Probably not! Just like we discussed in our linear regression modules, because the training dataset was actually used in the selection of our best fit intercept and slopes in the logistic regression model, the logistic regression model is likely to provide a better fit of the training dataset than some other dataset.

Thus, in order to get more of a realistic sense as to how well our full logistic regression model might perform when classifying new datasets, we should instead evaluate the full model ROC curve and AUC for the test dataset.

#Full model TEST DATA predictive probabilities
df_test['predictive_prob'] = log_mod_full.predict(df_test)

#Full model TEST DATA ROC Curve
fprs, tprs, thresholds = roc_curve(y_true=df_test['y'],
y_score=df_test['predictive_prob'])
auc = roc_auc_score(y_true=df_test['y'],
y_score=df_test['predictive_prob'])
plot_roc(fprs, tprs, auc)
Image Description

By creating this test data ROC curve with the full logistic regression model above, we do in fact see that the ROC curve is not as good as it was for the training data.

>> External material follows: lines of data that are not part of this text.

Issue #421, opened 2024-11-26
Add display metadata to the CredentialResponse


leecam:
When receiving a credential from the Credential Endpoint we'd like an Issuer to be able to provide optional "card art" and a description.

For example an CredentialResponse maybe extended as follows:
```
{
    "display": [
        {
             "locale": "en-US",
             "name": "Lee's Tribank Card"
             "description": "5423 4343 2334 XXXX"
             "logo": {
                    "uri": "data:image/png;base64,F00==",
                    "alt_text": "credit card image"
             },
        }
    ]
    "credentials": [
    {
      "credential": "LUpixVCWJk0eOt4CXQe1NXK....WZwmhmn9OQp6YxX0a2L"
    }
  ]
}
```

This allows the wallet to display the credential with personalized cardart and descriptions in a standardized way, regardless of credential format or doctype. See this screenshot for an example of customized logo, title and description. 

![image](https://github.com/user-attachments/assets/cc7fc3ec-4461-4141-a850-79e36cf0d2f2)

c2bo:
That would mean that display information inside the credential response would overrule the generic display information inside the issuer metadata if I understand correctly?

javereec:
Good idea. Some thoughts:

- It very likely that this information would be useful beyond this point (display in wallet, in a presentation flow). Doing it this way would probably mean that this information would be retained (... and passed on?)
- If this is just for this interaction, I feel there needs to be a link between this and the format specific display metadata (from the issuer metadata).

nemqe:
In general not against the idea but have some questions/thoughts:
- Would we do full override where we do not even look at the structure in the issuer medatada, or would we do partial overlays where we merge the returned structure with the one in the issuer medatada (we only replace the background image but logo should be the default one)
- Would we deliver the full set of display data with regards to the locale or just parts. If we deliver the 'en-US' locale and the user changes the locale on their device what would be the cardart displayed to the user, and could the user request the cardart for the new locale, or would we always send all locales to the wallet. Even in the case where we send all of the currently known locales how would the user/wallet fetch a new locale that has been added (edge case)
- Would we need mechanisms to update this personalized cardart in case of mistakes or changes in branding

timbl-ont:
Another option is to include attribute values, from the credential, to overlay on top of the card view in the credential display metadata. The background_image could be an SVG with parameterized values, if precise layout was required.

fkj:
After doing pilot testing we have run into a similar problem with the UX.
[...]

PR #500, opened 2025-05-15
decouple credential metadata

### LINKED ISSUE #99: decoupling issuer metadata from the supported credentials metadata
bringing the conversation that started in SD-JWT VC https://github.com/oauth-wg/oauth-sd-jwt-vc/issues/181 to VCI, because potentially moving `credentials_supported` part out of issuer metadata has implications and is related to some of the discussions in issue #82. Let's keep the conversation on this topic in SD-JWT VC issue tracker and not this one.

c2bo:
Closes #99 

This is a bit different from what we discussed at last WG, thus marking it as draft for the time being.


c2bo:
TODO: change all the examples

Sakurann:
WG discussion:
- direction seems to make sense.

sloops77:
@c2bo I'm not a fan of adding a `credential_metadata` claim. It's too generic sounding and makes me wonder why many other credential configuration isnt in there

Some options to consider:
1. rename the property to `display_metadata`, `display_descriptor`. Is there any purpose for this property than for wallet display?
2. `type_metadata` is an alternative to the above and shows alignment with sd-jwt-vc type metadata
3. nest `claims` inside of `display`, and update the sd-jwt-vc spec

openid-4-verifiable-credential-issuance-1_0.md
```diff
@@ -1458,17 +1458,19 @@ This specification defines the following Credential Issuer Metadata parameters:
...
       * `key_storage`: OPTIONAL. Array defining values specified in (#keyattestation-apr) accepted by the Credential Issuer.
       * `user_authentication`: OPTIONAL. Array defining values specified in (#keyattestation-apr) accepted by the Credential Issuer.
-  * `display`: OPTIONAL. A non-empty array of objects, where each object contains the display properties of the supported Credential for a certain language. Below is a non-exhaustive list of parameters that MAY be included.
+  * `credential_metadata`: OPTIONAL. Object containing information relevant to the usage and display of issued Credentials. Credential Format-specific mechanisms can overwrite the information in this object to convey Credential metadata. Format-specific mechanisms are always preferred over the information in this object, which serves as the default fallback. Below is a non-exhaustive list of parameters that MAY be included:
```
Sakurann: i think we need to add specific example of sd-jwt vc display metadata. and be explicit for whom this is a fallback etc (ie wallet). btw talking to some EUDI implementers, it sounds like they would prefer using the same issuer metadata display for both mdoc and sd-jwt...

```suggestion
  * `credential_metadata`: OPTIONAL. Object containing information relevant to the usage and display of issued Credentials. Credential Format-specific mechanisms can overwrite the information in this object to convey Credential metadata. Format-specific mechanisms, such as SD-JWT VC display metadata are always preferred by the Wallet over the information in this object, which serves as the default fallback. Below is a non-exhaustive list of parameters that MAY be included:
```

charsleysa (approved):
The `credential_metadata` name still feels weird but I don't have a strong enough opinion on it for me to not approve this PR.

jogu (approved):

leecam (approved):

lchacha (approved):

c2bo:
> * this change feels quite sd-jwt specific, and I don't think it is clear why properties of the credential configuration such as `format` and `credential_definition` are defined outside of a property called `credential_metadata`, but `display` and `claims` are in there unless one is familiar with the sd-jwt spec.

My rationale was that things like `format` and `credential_definition` are necessary for choices the wallet makes during the issuance process/flow, whereas everything in `credential_metadata` is about longterm information about the credential, mainly for display purposes right now.

It would imho also be a clear path forward for #421 to allow for another display override via the credential response (which would then also be scoped on this object).

> * I think defining override mechanisms is really worthwhile, but it could encompass more than this `credential_metadata`. Our ecosystem uses w3c VCs and has a multitude of issuers all whom would benfit from delegating a default set of credential configurations to an ecosystem endpoint, and allow issuers to optionally override these default settings. This kind of override would be perhaps accepting a particular proof type or using a particular signing algs, or it could even be a whole credential configuration unique to the issuer.

The idea was to initially define the override for information that is not critical to the issuance process itself (like format, signing algs etc.), but information like display that in itself does not create an interop problem and the wallet could always fall back to the "default" information in the metadata.

An override mechanism that modifies the issuance flow would have a lot more implications and we need to be really careful to not create interop issues here.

  • The curve does not get as close to the ideal classification scenario of $(fpr,tpr)=(0,1)$ and
  • The AUC of the ROC curve is slightly lower at 0.962.

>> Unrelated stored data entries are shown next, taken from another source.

PR #501, opened 2025-05-15
set nonce in key attestation to c_nonce value for issuance

### LINKED ISSUE #438: clarify that nonce in key attestation is c_nonce
in this line https://openid.github.io/OpenID4VCI/openid-4-verifiable-credential-issuance-wg-draft.html#appendix-D.1-4.1.2.7

awoie:
This PR fixes #438. 

The language was added to the more specific proof type section since the key attestation annex might be referenced by other specs that may or may not use c_nonce. If it is unlikely that other specs would borrow the key attestation annex, I could change the PR, so the c_nonce text is added to the annex instead of the proof types section.

### DIFF
--- a/openid-4-verifiable-credential-issuance-1_0.md
+++ b/openid-4-verifiable-credential-issuance-1_0.md
@@ -933,6 +933,8 @@ There are two ways to convey key attestations (as defined in (#keyattestation)) 
 - The Wallet uses the `jwt` proof type in the Credential Request to create a proof of possession of the key and adds the key attestation in the JOSE header.
 - The Wallet uses the `attestation` proof type in the Credential Request with the key attestation without a proof of possession of the key itself.
 
+In both cases, the `nonce` value in the key attestation is set to the `c_nonce` value provided by the Issuer.
+
 Depending on the Wallet's implementation, the `attestation` may avoid unnecessary End-User interaction during Credential issuance, as the key itself does not necessarily need to perform signature operations.
 
 Additional proof types MAY be defined and used.
@@ -2796,6 +2798,7 @@ The technology described in this specification was made available from contribut
    * deprecate the proof paramter in the credential request
    * add missing request for media type registration of key-attestation+jwt in IANA Considerations
    * rename keyattestation+jwt to key-attestation+jwt
+   * set key attestation nonce to c_nonce value for proof types with key attestations
 
    -15
 


c2bo (approved):

tplooker (approved):

tlodderstedt (approved):

paulbastian (changes requested):
We already have: https://openid.github.io/OpenID4VCI/openid-4-verifiable-credential-issuance-wg-draft.html#section-8.2.1.3-2

So for key_attestation proof type, this seems to be good already. For jwt proof type including key_attestation, it is more vague, but there the nonce is also not mandatory. If we want to fix this, I would rather put it here: https://openid.github.io/OpenID4VCI/openid-4-verifiable-credential-issuance-wg-draft.html#section-8.2.1.1-2.1.2.6

jogu (approved):

Sakurann:
> We already have: https://openid.github.io/OpenID4VCI/openid-4-verifiable-credential-issuance-wg-draft.html#section-8.2.1.3-2
> 
> So for key_attestation proof type, this seems to be good already. For jwt proof type including key_attestation, it is more vague, but there the nonce is also not mandatory. If we want to fix this, I would rather put it here: https://openid.github.io/OpenID4VCI/openid-4-verifiable-credential-issuance-wg-draft.html#section-8.2.1.1-2.1.2.6

I would rather remove the text in https://openid.github.io/OpenID4VCI/openid-4-verifiable-credential-issuance-wg-draft.html#section-8.2.1.3-2 and keep Oliver's current text.

awoie:
> > We already have: https://openid.github.io/OpenID4VCI/openid-4-verifiable-credential-issuance-wg-draft.html#section-8.2.1.3-2
> > So for key_attestation proof type, this seems to be good already. For jwt proof type including key_attestation, it is more vague, but there the nonce is also not mandatory. If we want to fix this, I would rather put it here: https://openid.github.io/OpenID4VCI/openid-4-verifiable-credential-issuance-wg-draft.html#section-8.2.1.1-2.1.2.6
> 
> @paulbastian I would rather remove the text in https://openid.github.io/OpenID4VCI/openid-4-verifiable-credential-issuance-wg-draft.html#section-8.2.1.3-2 and keep Oliver's current text.
> 
> we basically need clarity on the nonce in the following scenarios:
> 
> * jwt proof **without** key_atterstation
> * jwt proof **with** key_atterstation
> * key attestation proof type
> 
> and i don't think current spec text is clear enough

I think I agree with @paulbastian and I implemented the change in the PR.

With this PR, the following should be clear:
> * jwt proof **without** key_atterstation
> * jwt proof **with** key_atterstation
> * key attestation proof type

However, a test data AUC of 0.962 is still very close to 1. This indicates that even the test dataset has some predictive probability threshold that will yield a classification that is pretty close to the ideal scenario of $(fpr,tpr)=(0,1)$.

Overfitting a Classifier

Just like in a linear regression model, including too many explanatory variables in a logistic regession model that do not bring enough unique predictive power to the overall model can lead the logistic regression model to overfit to the training dataset.

While the inclusion of these overfitting explanatory variables most likely will lead to better training dataset predictions. An overfit model can lead to worse test dataset predictions.

In module 11 we will discuss more sophisticated feature selection techniques that can be used to modify the set of potential explanatory variables to reduce the chance of overfitting. However, in 10.9.4 we will use ROC curves and AUC scores to simply just evaluate how just three candidate logistic regression models might perform when it comes to classifying Instagram accounts in new datasets.

Evaluating Three Candidate Models

In 2.2.2 we saw the number_of_follows explanatory variable had the weakest relationship with our account_type response variable.

sns.boxplot(x='number_of_follows', y='account_type', data=df)
plt.show()
Image Description

Alterntively, in 9.2.5 we saw that removing number_of_posts from the full model created the smallest reduction in the pseudo R^2 value.

print('Full Model Pseudo R^2:',log_mod_full.prsquared)

Full Model Pseudo R^2: 0.819789878245675

mod_no_number_of_posts = smf.logit(formula='y~has_a_profile_pic+number_of_words_in_name+num_characters_in_bio+number_of_followers+number_of_follows', data=df_train).fit(disp=False)
print('Removing number_of_posts Pseudo R^2:',mod_no_number_of_posts.prsquared)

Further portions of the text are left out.